====== DATA EXTRACT ======
PR #1472, opened 2026-07-11
Recipes: recipe-owned grind + real override flags (fixes #1468)

### LINKED ISSUE #1468: [Bug] oddness in relationship between Recipe, manual changes on Shot Plan & it's colour change
### What happened?

At present there is some "oddness" and possible consistency issues regarding the relationship between the Recipe and maintaining it's integrity as a setting, and all the manual changes you can make on the home screen via Shot Plan, Bean, Profile, History>Load etc...  

It seems that *usually* only Grind setting changes made elsewhere on the interface (outside of Recipes) will make a change to the Recipe grind setting, and this does make some sense, as you may create the Recipe, and still be dialing in, so need that change to be made automatically, also when the bean ages you'll need to grind finer to achieve the same resistance, so auto-grind size changes to Recipes do make sense.

There are a few issues however with making manual changes. 
Video 1 shows the oddness of the shot plan changing colour after doing a manually set shot.
https://videoblurb.com/mp/decenza/Video1_20260711_110005.mp4

Video 2 shows that adjusting grind setting, when the Shot Detail text is orange and then doing a shot, results in the grind setting not  being saved permanently to the Recipe, but actually being reverted to the original grind size after the completed shot.
https://videoblurb.com/mp/decenza/Video2_20260711_112243.mp4

### Steps to reproduce

see both videos

### Decenza version

2

### Platform

Android

### Device / OS version

12

### Scale (if applicable)

_No response_

[debug2 11july26.zip](https://github.com/user-attachments/files/29922879/debug2.11july26.zip)

_No response_

### Screenshots or video

_No response_

### Anything else?

IMO there needs to be some visual indication of why the Shot Plan changes colour, which parameter... if this is the reason the grind setting inadvertently reverts to a previous setting, there really should be some way of knowing this is a problem and what to do about it. It's a mystery to me, but a frustrating one ;)

skialpine:
Fixes #1468 — both reported symptoms (the Shot Plan turning orange for no visible reason, and a grind edit silently reverting after the shot) plus the grind-model simplification that removes the underlying fragility.

## The three defects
======
» DESCRIPTION OF THE TASK: Using the data above, return each line that includes the word "colour".

» RESPONSE:
### LINKED ISSUE #1468: [Bug] oddness in relationship between Recipe, manual changes on Shot Plan & it's colour change
Video 1 shows the oddness of the shot plan changing colour after doing a manually set shot.
IMO there needs to be some visual indication of why the Shot Plan changes colour, which parameter... if this is the reason the grind setting inadvertently reverts to a previous setting, there really should be some way of knowing this is a problem and what to do about it. It's a mystery to me, but a frustrating one ;)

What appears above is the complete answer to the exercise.